§ **Your task**
Search the records below for the line containing "Added that commit". Output that line and all later lines exactly; output nothing else.

§ **The data**
PR #1318, opened 2023-11-21
Fix Gene page "export to CSV" genetic ancestry group data mismatch

### LINKED ISSUE #1307: mismatched v4 variant data between downloaded file and web-displayed info
</style>
</head>

<body link="#0563C1" vlink="#954F72">

16 | 2089662
-- | --

</body>

</html>

* For concerns about data, check the frequently asked questions
  (https://gnomad.broadinstitute.org/help#frequently-asked-questions) or
  send an email to gnomad@broadinstitute.org.

-->

rileyhgrant:
Resolves #1307 

On the gene page there is a button that allows users to export the variant list to a `.csv`. As of v4, the variants in the list can have a differing set of genetic ancestry groups (e.g. some variants may have `AC`, `AN`, etc, for `mid` while others may not, this is because of v4 using v3 for its genomes, and its own values for its genomes).

The gene page combines the genome and exome level data variants in an early processing step, presumably for ease of exporting. It accomplishes this by accessing values based on their position in a list. Now that the exomes and genomes populations can differ in size and order, this export produces a list with incorrect values for v4 variants that occur in both exomes and genomes (e.g. taking `[4]` from genomes is Amish, but `[4]` in exomes is Middle Eastern).

This PR changes the logic to make it more general to fix this bug.

- Removes the assumption that the 0th element of the array's genetic ancestry groups are representative of every element in the array (which is a faulty assumption for v4 variants that are in both exomes and genomes)
- Combines genetic ancestry group values using the `id` field, rather than combining based purely on index

It also adds tests to confirm this behavior.

### DIFF
--- a/browser/src/VariantList/ExportVariantsButton.tsx
+++ b/browser/src/VariantList/ExportVariantsButton.tsx
@@ -1,10 +1,80 @@
 import React from 'react'
 
 import { Button } from '@gnomad/ui'
+import { Population } from '../VariantPage/VariantPage'
 
-import { GNOMAD_POPULATION_NAMES, PopulationId } from '@gnomad/dataset-metadata/gnomadPopulations'
+import {
+  GNOMAD_POPULATION_NAMES,
+  PopulationId,
+  populationsInDataset,
+} from '@gnomad/dataset-metadata/gnomadPopulations'
+import { DatasetId, isExac, isV2, isV3, isV4 } from '@gnomad/dataset-metadata/metadata'
 
-const exportVariantsToCsv = (variants: Variant[], datasetId: any, baseFileName: any) => {
+type Column = {
+  label: string
+  getValue: (variant: VariantTableVariant) => string
+}
+
+type Property = 'ac' | 'an' | 'ac_hemi' | 'ac_hom'
+
+const getValueGivenProperty = (
+  popId: PopulationId,
+  variant: VariantTableVariant,
+  property: Property
+) => {
+  return variant.populations.filter((v) => v.id === popId)[0]
+    ? JSON.stringify(variant.populations.filter((v) => v.id === popId)[0][property])
+    : ''
+}
+
+export const createPopulationColumns = (datasetId: DatasetId) => {
+  /* eslint-disable no-nested-ternary */
+  const topLevelDataset = isV4(datasetId)
+    ? 'v4'
+    : isV3(datasetId)
+    ? 'v3'
+    : isV2(datasetId)
+    ? 'v2'
+    : isExac(datasetId)
+    ? 'ExAC'
+    : 'default'
+  /* eslint-enable no-nested-ternary */
+
+  const datasetPopulations: PopulationId[] = populationsInDataset[topLevelDataset]
+
+  let populationColumns: Column[] = []
+  datasetPopulations.forEach((popId: PopulationId) => {
+    const popName = GNOMAD_POPULATION_NAMES[popId]
+
+    populationColumns = populationColumns.concat([
+      {
+        label: `Allele Count ${popName}`,
+        getValue: (variant: VariantTableVariant) => getValueGivenProperty(popId, variant, 'ac'),
+      },
+      {
+        label: `Allele Number ${popName}`,
+        getValue: (variant: VariantTableVariant) => getValueGivenProperty(popId, variant, 'an'),
+      },
+      {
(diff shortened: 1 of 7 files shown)


browser/src/VariantList/ExportVariantsButton.tsx
```diff
@@ -1,10 +1,79 @@
...
+
+  let populationColumns: Column[] = []
+  datasetPopulations.forEach((popId: PopulationId) => {
+    const popName = GNOMAD_POPULATION_NAMES[popId]
+
+    populationColumns = populationColumns.concat([
+      {
+        label: `Allele Count ${popName}`,
+        getValue: (variant: VariantTableVariant) =>
+          variant.populations.filter((v) => v.id === popId)[0]
```
phildarnowsky-broad, line 41: Looks like the same logic apart from column name in a number of places, let's take this opportunity to extract a helper function to make that clearer.

phildarnowsky-broad (changes requested):

browser/src/VariantList/mergeExomeAndGenomeData.spec.ts
```diff
@@ -0,0 +1,148 @@
...
+
+describe('mergeExomeAndGenomePopulationData', () => {
+  it('returns expected values when exomes and genomes have the same populations', () => {
+    const geneticAncestryGroupObjects = createAncestryGroupObjects([
+      { id: 'afr', value: 1 },
+      { id: 'remaining', value: 2 },
+      { id: 'eur', value: 4 },
+    ])
+
+    const mockVariant = variantFactory.build({
```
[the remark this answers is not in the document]
rileyhgrant: Ah, interesting, That makes sense!

browser/src/VariantList/mergeExomeAndGenomeData.ts
```diff
@@ -1,6 +1,48 @@
...
+        id: genomePopulation.id,
+        ac: genomePopulation.ac,
+        an: genomePopulation.an,
+        ac_hemi: genomePopulation.ac_hemi,
+        ac_hom: genomePopulation.ac_hom,
+      }
+    }
+  })
+
+  return Object.values(populations).map((population: Population) => population)
```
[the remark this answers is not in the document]
rileyhgrant: Oops, yeah good call.

browser/src/VariantPage/VariantPage.tsx
```diff
@@ -148,7 +148,7 @@ export type Population = {
   ac_hemi: number | null
   ac_hom: number
   homozygote_count?: number
-  hemizygote_count?: number | null
+  hemizygote_count?: number
```
phildarnowsky-broad, line 151: Ah what I meant here was let's use the `| null` rather than `?` in both counts--that's assuming that we're getting those values directly from GraphQL, if not then never mind.

phildarnowsky-broad (changes requested):
One last small change due to me being unclear earlier

browser/src/VariantPage/VariantPage.tsx
rileyhgrant: Aha, I see, yeah my edit was unclear also. The query for the Variant page doesn't actually request the `hemizygote_count` and `homozygote_count` fields, so I added the `?` to let me Type the populations here without having to add a dummy value for those two. So maybe the true type should actually be `hemizygote_count?: number | null`?

```
populations {
  id
  ac
  an
  ac_hemi
  ac_hom
}
``` 

Digging a little deeper, looks like `ac_hemi` and `ac_hom` are aliased names of `hemizygote_count` and `homozygote_count` that you can query to get the same value. Looks like ClinVar names them `ac_hemi` etc, so it made sense to add the alias in our API at some point in the past to match.

Unsure of what the best thing to do right now is. It feels like it should be safe to remove `hemizygote_count` and `homozygote_count` from this type (and a brief run of tests and typecheck after doing that goes fine), but I also feel like maybe that should be a seperate PR? It feels different in scope than this one, but I can also see the argument that this PR concerns this type and these files.

rileyhgrant: Ok nice, that makes sense to me.

Added that commit and going to formally re-request review! I did a force push so the changes since last reviewed might not work, but all the PR review commits are tagged as fixup.

phildarnowsky-broad (approved):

§ **Solution**
Added that commit and going to formally re-request review! I did a force push so the changes since last reviewed might not work, but all the PR review commits are tagged as fixup.

phildarnowsky-broad (approved):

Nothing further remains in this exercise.